PR #1905, opened 2021-06-28
New Adapter: HuaweiAds

wwwyyy:
add new adapter: huaweiads 
document PR: https://github.com/prebid/prebid.github.io/pull/3071

### DIFF
--- a/adapters/huaweiads/huaweiads.go
+++ b/adapters/huaweiads/huaweiads.go
@@ -1,0 +1,1007 @@
+package huaweiads
+
+import (
+	"bytes"
+	"crypto/hmac"
+	"crypto/sha256"
+	"encoding/hex"
+	"encoding/json"
+	"errors"
+	"fmt"
+	nativeRequests "github.com/mxmCherry/openrtb/v15/native1/request"
+	nativeResponse "github.com/mxmCherry/openrtb/v15/native1/response"
+	"github.com/mxmCherry/openrtb/v15/openrtb2"
+	"github.com/prebid/prebid-server/adapters"
+	"github.com/prebid/prebid-server/config"
+	"github.com/prebid/prebid-server/errortypes"
+	"github.com/prebid/prebid-server/openrtb_ext"
+	"net/http"
+	"net/url"
+	"regexp"
+	"strconv"
+	"strings"
+	"time"
+)
+
+const HuaweiAdxApiVersion string = "3.4"
+const DefaultBidRequestArrayLength int = 1
+const DefaultCountryName = "ZA"
+const DefaultUnknownNetworkType = 0
+const TimeFormat = "2006-01-02 15:04:05.000"
+const DefaultModelName = "HUAWEI"
+
+// creative type
+const (
+	text        int32 = 1
+	bigPicture  int32 = 2
+	bigPicture2 int32 = 3
+	gif         int32 = 4
+	// used for magazine lock screen
+	noSpecificCreativeType int32 = 5
+	videoText              int32 = 6
+	smallPicture           int32 = 7
+	threeSmallPicturesText int32 = 8
+	video                  int32 = 9
+	iconText               int32 = 10
+	// RewardedVideo only
+	videoWithPicturesText int32 = 11
+	windowAdvertisement   int32 = 13
+)
+
+// ads events
+const (
+	click         string = "click"
+	imp           string = "imp"
+	userClose     string = "userclose"
+	download      string = "download"
+	install       string = "install"
+	downloadstart string = "downloadstart"
+	playStart     string = "playStart"
+	playEnd       string = "playEnd"
+	playResume    string = "playResume"
+	playPause     string = "playPause"
+	appOpen       string = "appOpen"
+)
+
+// ads type
+const (
+	banner        int32 = 8
+	native        int32 = 3
+	rewardedVideo int32 = 7
+	splash        int32 = 1
+	interstitial  int32 = 12
+	roll          int32 = 60
+)
+
+type HuaweiAdsAdapter struct {
+	endpoint string
+}
+
+func (a *HuaweiAdsAdapter) MakeRequests(openRTBRequest *openrtb2.BidRequest,
+	reqInfo *adapters.ExtraRequestInfo) (requestsToBidder []*adapters.RequestData, errs []error) {
+	if openRTBRequest == nil {
+		errs = append(errs, &errortypes.BadInput{
+			Message: "MakeRequests: openRTBRequest is nil",
+		})
+		return nil, errs
+	}
+
+	numRequests := len(openRTBRequest.Imp)
+	if numRequests == 0 || openRTBRequest.Imp == nil {
+		errs = append(errs, &errortypes.BadInput{
+			Message: "MakeRequests: No impression in the bid request",
+		})
+		return nil, errs
+	}
+
+	var request HuaweiAdsRequest
+	var header http.Header
+	var multislot = make([]Adslot30, 0, numRequests)
+
+	var huaweiAdsImpExt *openrtb_ext.ExtImpHuaweiAds
+	var err1 error
+	for index := 0; index < numRequests; index++ {
+		huaweiAdsImpExt, err1 = unmarshalExtImpHuaweiAds(&openRTBRequest.Imp[index])
+
+		if err1 != nil {
+			errs = append(errs, err1)
+			return nil, errs
+		}
+
+		adslot30, err := getHuaweiAdsReqAdslot30(huaweiAdsImpExt, &openRTBRequest.Imp[index], openRTBRequest)
+		if err != nil {
+			errs = append(errs, err)
+			return nil, errs
+		}
+
+		multislot = append(multislot, adslot30)
+	}
+	request.Multislot = multislot
+
+	if err := getHuaweiAdsReqJson(&request, openRTBRequest, huaweiAdsImpExt); err != nil {
+		errs = append(errs, err)
+		return nil, errs
+	}
+
+	reqJSON, err := json.Marshal(request)
+	if err != nil {
+		errs = append(errs, err)
+		return nil, errs
+	}
+
+	//	our request header's Authorization is changing by time, cannot verify by a certain string,
+	//	use isAddAuthorization = false only when run testcase,
+	//	isAddAuthorization = true when we request for a new ad from Huawei Ads ADX.
+	var isAddAuthorization = true
+	if huaweiAdsImpExt.IsAddAuthorization == "false" {
+		isAddAuthorization = false
+	}
+	header = getHeaders(huaweiAdsImpExt, openRTBRequest, isAddAuthorization)
+	bidRequest := &adapters.RequestData{
+		Method:  http.MethodPost,
+		Uri:     a.endpoint,
+		Body:    reqJSON,
+		Headers: header,
+	}
+
+	var bidRequestArray = make([]*adapters.RequestData, 0, DefaultBidRequestArrayLength)
+	bidRequestArray = append(bidRequestArray, bidRequest)
+
+	return bidRequestArray, errs
+}
+
+func (a *HuaweiAdsAdapter) MakeBids(openRTBRequest *openrtb2.BidRequest, requestToBidder *adapters.RequestData,
+	bidderRawResponse *adapters.ResponseData) (bidderResponse *adapters.BidderResponse, errs []error) {
+	if bidderRawResponse.StatusCode == http.StatusNoContent {
+		return nil, nil
+	}
+
+	httpStatusError := checkRespStatusCode(bidderRawResponse)
+	if httpStatusError != nil {
+		return nil, []error{httpStatusError}
+	}
+
+	var huaweiAdsResponse HuaweiAdsResponse
+	if err := json.Unmarshal(bidderRawResponse.Body, &huaweiAdsResponse); err != nil {
+		return nil, []error{&errortypes.BadServerResponse{
+			Message: "Bad Server Response",
+		}}
+	}
+
+	huaweiAdsResponseError := checkHuaweiAdsResponseRetcode(huaweiAdsResponse)
+	if huaweiAdsResponseError != nil {
+		return nil, []error{huaweiAdsResponseError}
+	}
+
+	var err error
+	bidderResponse, err = convertHuaweiAdsResp2BidderResp(&huaweiAdsResponse, openRTBRequest)
+	if err != nil {
+		return nil, []error{err}
+	}
+
+	return bidderResponse, nil
+}
+
+// Builder builds a new instance of the HuaweiAds adapter for the given bidder with the given config.
+func Builder(bidderName openrtb_ext.BidderName, config config.Adapter) (adapters.Bidder, error) {
+	bidder := &HuaweiAdsAdapter{
+		endpoint: config.Endpoint,
+	}
+	return bidder, nil
+}
+
+// get request header
+func getHeaders(huaweiAdsImpExt *openrtb_ext.ExtImpHuaweiAds, request *openrtb2.BidRequest, isAddAuthorization bool) http.Header {
+	headers := http.Header{}
+	headers.Add("Content-Type", "application/json;charset=utf-8")
+	headers.Add("Accept", "application/json")
+	if isAddAuthorization {
+		headers.Add("Authorization", getDigestAuthorization(huaweiAdsImpExt))
+	}
+
+	if request.Device != nil && len(request.Device.UA) > 0 {
+		headers.Add("User-Agent", request.Device.UA)
+	}
+
+	return headers
+}
+
+// get body json for HuaweiAds request
+func getHuaweiAdsReqJson(request *HuaweiAdsRequest, openRTBRequest *openrtb2.BidRequest, huaweiAdsImpExt *openrtb_ext.ExtImpHuaweiAds) error {
+	request.Version = HuaweiAdxApiVersion
+	var err error
+	if err = getHuaweiAdsReqAppInfo(request, openRTBRequest); err != nil {
+		return err
+	}
+	if err = getHuaweiAdsReqDeviceInfo(request, openRTBRequest, huaweiAdsImpExt); err != nil {
+		return err
+	}
+	getHuaweiAdsReqNetWorkInfo(request, openRTBRequest)
+	getHuaweiAdsReqRegsInfo(request, openRTBRequest)
+	getHuaweiAdsReqGeoInfo(request, openRTBRequest)
+	return nil
+}
+
+// get adslot30
+func getHuaweiAdsReqAdslot30(huaweiAdsImpExt *openrtb_ext.ExtImpHuaweiAds,
+	openRTBImp *openrtb2.Imp, openRTBRequest *openrtb2.BidRequest) (Adslot30, error) {
+	adtypeLower := strings.ToLower(huaweiAdsImpExt.Adtype)
+	var adslot30 = Adslot30{
+		Slotid: huaweiAdsImpExt.SlotId,
+		Adtype: convertAdtypeString2Integer(adtypeLower),
+		Test:   int32(openRTBRequest.Test),
+	}
+
+	if adtypeLower == "roll" {
+		if openRTBImp.Video != nil {
+			adslot30.TotalDuration = int32(openRTBImp.Video.MaxDuration)
+		} else {
+			return adslot30, errors.New("GetHuaweiAdsReqAdslot30: MaxDuration is empty when adtype is roll.")
+		}
+	}
+	return adslot30, nil
+}
+
+// convert adtype String -> Integer
+func convertAdtypeString2Integer(adtypeLower string) int32 {
+	if adtypeLower == "banner" {
+		return 8
+	} else if adtypeLower == "native" {
+		return 3
+	} else if adtypeLower == "rewarded" {
+		return 7
+	} else if adtypeLower == "splash" {
+		return 1
+	} else if adtypeLower == "interstitial" {
+		return 12
+	} else if adtypeLower == "roll" {
+		return 60
+	} else {
+		return 8
+	}
+}
+
+// get app information for HuaweiAds request
+func getHuaweiAdsReqAppInfo(request *HuaweiAdsRequest, openRTBRequest *openrtb2.BidRequest) error {
+	var app App
+	if openRTBRequest.App != nil {
+		if openRTBRequest.App.Ver != "" {
+			app.Version = openRTBRequest.App.Ver
+		}
+		if openRTBRequest.App.Name != "" {
+			app.Name = openRTBRequest.App.Name
+		}
+
+		// bundle cannot be empty, we need package name.
+		if openRTBRequest.App.Bundle != "" {
+			app.Pkgname = openRTBRequest.App.Bundle
+		} else {
+			return errors.New("HuaweiAdsReqApp: Pkgname is empty.")
+		}
+
+		if openRTBRequest.App.Content != nil && openRTBRequest.App.Content.Language != "" {
+			app.Lang = openRTBRequest.App.Content.Language
+		} else {
+			app.Lang = "en"
+		}
+	}
+
+	if openRTBRequest.User != nil && openRTBRequest.User.Geo != nil && openRTBRequest.User.Geo.Country != "" {
+		app.Country = openRTBRequest.User.Geo.Country
+	} else if openRTBRequest.Device != nil && openRTBRequest.Device.Geo != nil && openRTBRequest.Device.Geo.Country != "" {
+		app.Country = openRTBRequest.Device.Geo.Country
+	} else {
+		app.Country = DefaultCountryName
+	}
+
+	request.App = app
+	return nil
+}
+
+// get field clientTime, format: 2006-01-02 15:04:05.000+2000
+func getClientTime(clientTime string) (newClientTime string) {
+	zone, _ := time.Now().Local().Zone()
+	if isMatched, _ := regexp.MatchString("[+-]{1}\\d{2}", zone); isMatched {
+		zone = zone + "00"
+	} else {
+		zone = "+0200"
+	}
+
+	if clientTime == "" {
+		return time.Now().Format(TimeFormat) + zone
+	}
+
+	if isMatched1, _ := regexp.MatchString("^\\d{4}-\\d{2}-\\d{2} \\d{2}:\\d{2}:\\d{2}.\\d{3}[+-]{1}\\d{4}$", clientTime); isMatched1 {
+		return clientTime
+	}
+	if isMatched2, _ := regexp.MatchString("^\\d{4}-\\d{2}-\\d{2} \\d{2}:\\d{2}:\\d{2}.\\d{3}$", clientTime); isMatched2 {
+		return clientTime + "+0200"
+	}
+	return time.Now().Format(TimeFormat) + zone
+}
+
+// get device information for HuaweiAds request
+func getHuaweiAdsReqDeviceInfo(request *HuaweiAdsRequest, openRTBRequest *openrtb2.BidRequest, huaweiAdsImpExt *openrtb_ext.ExtImpHuaweiAds) (err error) {
+	var device Device
+	if openRTBRequest.Device != nil {
+		device.Type = int32(openRTBRequest.Device.DeviceType)
+		device.Useragent = openRTBRequest.Device.UA
+		device.Os = openRTBRequest.Device.OS
+		device.Version = openRTBRequest.Device.OSV
+		device.Maker = openRTBRequest.Device.Make
+		device.Model = openRTBRequest.Device.Model
+		if device.Model == "" {
+			device.Model = DefaultModelName
+		}
+		device.Height = int32(openRTBRequest.Device.H)
+		device.Width = int32(openRTBRequest.Device.W)
+		device.Language = openRTBRequest.Device.Language
+		device.Pxratio = float32(openRTBRequest.Device.PxRatio)
+		device.ClientTime = getClientTime(huaweiAdsImpExt.ClientTime)
+
+		// oaid  IsTrackingEnabled = 1 - DNT
+		if device.Oaid != "" && openRTBRequest.Device.DNT != nil {
+			device.IsTrackingEnabled = strconv.Itoa(1 - int(*openRTBRequest.Device.DNT))
+		}
+		if device.Gaid != "" && openRTBRequest.Device.DNT != nil {
+			device.GaidTrackingEnabled = strconv.Itoa(1 - int(*openRTBRequest.Device.DNT))
+		}
+
+		if openRTBRequest.User != nil && openRTBRequest.User.Geo != nil && openRTBRequest.User.Geo.Country != "" {
+			device.BelongCountry = openRTBRequest.User.Geo.Country
+			device.LocaleCountry = openRTBRequest.User.Geo.Country
+		} else if openRTBRequest.Device != nil && openRTBRequest.Device.Geo != nil && openRTBRequest.Device.Geo.Country != "" {
+			device.BelongCountry = openRTBRequest.Device.Geo.Country
+			device.LocaleCountry = openRTBRequest.Device.Geo.Country
+		} else {
+			device.BelongCountry = DefaultCountryName
+			device.LocaleCountry = DefaultCountryName
+		}
+		device.Ip = openRTBRequest.Device.IP
+	}
+
+	// get oaid gaid imei in openRTBRequest.User.Ext.Data
+	if err = getDeviceID(&device, openRTBRequest); err != nil {
+		return err
+	}
+
+	request.Device = device
+	return nil
+}
+
+// get device id  include oaid gaid imei.
+func getDeviceID(device *Device, openRTBRequest *openrtb2.BidRequest) (err error) {
+	if openRTBRequest.User == nil {
+		return errors.New("getDeviceID: openRTBRequest.User is nil.")
+	}
+	if openRTBRequest.User.Ext == nil {
+		return errors.New("getDeviceID: openRTBRequest.User.Ext is nil.")
+	}
+	var extUserDataHuaweiAds openrtb_ext.ExtUserDataHuaweiAds
+	if err := json.Unmarshal(openRTBRequest.User.Ext, &extUserDataHuaweiAds); err != nil {
+		return errors.New("Unmarshal: openRTBRequest.User.Ext -> extUserDataHuaweiAds failed")
+	}
+	var deviceId = extUserDataHuaweiAds.Data
+	if len(deviceId.Imei) == 0 && len(deviceId.Gaid) == 0 && len(deviceId.Oaid) == 0 {
+		return errors.New("getDeviceID: Imei ,Oaid, Gaid are all empty.")
+	}
+	if len(deviceId.Oaid) > 0 {
+		device.Oaid = deviceId.Oaid[0]
+	}
+	if len(deviceId.Gaid) > 0 {
+		device.Gaid = deviceId.Gaid[0]
+	}
+	if len(deviceId.Imei) > 0 {
+		device.Imei = deviceId.Imei[0]
+	}
+	return nil
+}
+
+// get network information for HuaweiAds request
+func getHuaweiAdsReqNetWorkInfo(request *HuaweiAdsRequest, openRTBRequest *openrtb2.BidRequest) {
+	var network Network
+	if openRTBRequest.Device != nil && openRTBRequest.Device.ConnectionType != nil {
+		network.Type = int32(*openRTBRequest.Device.ConnectionType)
+	} else {
+		network.Type = DefaultUnknownNetworkType
+	}
+	request.Network = network
+}
+
+// get regs information for HuaweiAds request
+func getHuaweiAdsReqRegsInfo(request *HuaweiAdsRequest, openRTBRequest *openrtb2.BidRequest) {
+	var regs Regs
+	if openRTBRequest.Regs != nil {
+		regs.Coppa = int32(openRTBRequest.Regs.COPPA)
+	}
+	request.Regs = regs
+}
+
+// get geo information for HuaweiAds request
+func getHuaweiAdsReqGeoInfo(request *HuaweiAdsRequest, openRTBRequest *openrtb2.BidRequest) {
+	var geo Geo
+	if openRTBRequest.Device != nil && openRTBRequest.Device.Geo != nil {
+		geo.Lon = float32(openRTBRequest.Device.Geo.Lon)
+		geo.Lat = float32(openRTBRequest.Device.Geo.Lat)
+		geo.Accuracy = int32(openRTBRequest.Device.Geo.Accuracy)
+		geo.Lastfix = int32(openRTBRequest.Device.Geo.LastFix)
+	}
+	request.Geo = geo
+}
+
+func unmarshalExtImpHuaweiAds(openRTBImp *openrtb2.Imp) (*openrtb_ext.ExtImpHuaweiAds, error) {
+	var bidderExt adapters.ExtImpBidder
+	var huaweiAdsImpExt openrtb_ext.ExtImpHuaweiAds
+	if err := json.Unmarshal(openRTBImp.Ext, &bidderExt); err != nil {
+		return nil, errors.New("Unmarshal: openRTBImp.Ext -> bidderExt failed")
+	}
+	if err := json.Unmarshal(bidderExt.Bidder, &huaweiAdsImpExt); err != nil {
+		return nil, errors.New("Unmarshal: bidderExt.Bidder -> huaweiAdsImpExt failed")
+	}
+	if huaweiAdsImpExt.SlotId == "" {
+		return nil, errors.New("ExtImpHuaweiAds: slotid is empty.")
+	}
+	if huaweiAdsImpExt.Adtype == "" {
+		return nil, errors.New("ExtImpHuaweiAds: adtype is empty.")
+	}
+	if huaweiAdsImpExt.PublisherId == "" {
+		return nil, errors.New("ExtHuaweiAds: publisherid is empty.")
+	}
+	if huaweiAdsImpExt.SignKey == "" {
+		return nil, errors.New("ExtHuaweiAds: signkey is empty.")
+	}
+	if huaweiAdsImpExt.KeyId == "" {
+		return nil, errors.New("ExtImpHuaweiAds: keyid is empty.")
+	}
+	return &huaweiAdsImpExt, nil
+}
+
+// check response status code
+func checkRespStatusCode(response *adapters.ResponseData) error {
+	if response.StatusCode == http.StatusNoContent {
+		return nil
+	}
+
+	if response.StatusCode == http.StatusBadRequest {
+		return &errortypes.BadInput{
+			Message: fmt.Sprintf("Unexpected status code: [ %d ]", response.StatusCode),
+		}
+	}
+
+	if response.StatusCode == http.StatusServiceUnavailable {
+		return &errortypes.BadInput{
+			Message: fmt.Sprintf("Something went wrong, please contact your Account Manager. Status Code: [ %d ] ", response.StatusCode),
+		}
+	}
+
+	if response.StatusCode != http.StatusOK {
+		return &errortypes.BadInput{
+			Message: fmt.Sprintf("Unexpected status code: [ %d ]. Run with request.debug = 1 for more info", response.StatusCode),
+		}
+	}
+
+	if response.Body == nil {
+		return &errortypes.BadInput{
+			Message: fmt.Sprintf("bidderRawResponse body is empty"),
+		}
+	}
+	return nil
+}
+
+// check HuaweiAds response retcode
+func checkHuaweiAdsResponseRetcode(response HuaweiAdsResponse) error {
+	if response.Retcode == 200 || response.Retcode == 204 || response.Retcode == 206 {
+		return nil
+	}
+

========================================================================

ABOUT THIS TASK -> Among the lines above, which ones include the word "Pkgname"? Copy them.

ANSWER BELOW ->
+			app.Pkgname = openRTBRequest.App.Bundle
+			return errors.New("HuaweiAdsReqApp: Pkgname is empty.")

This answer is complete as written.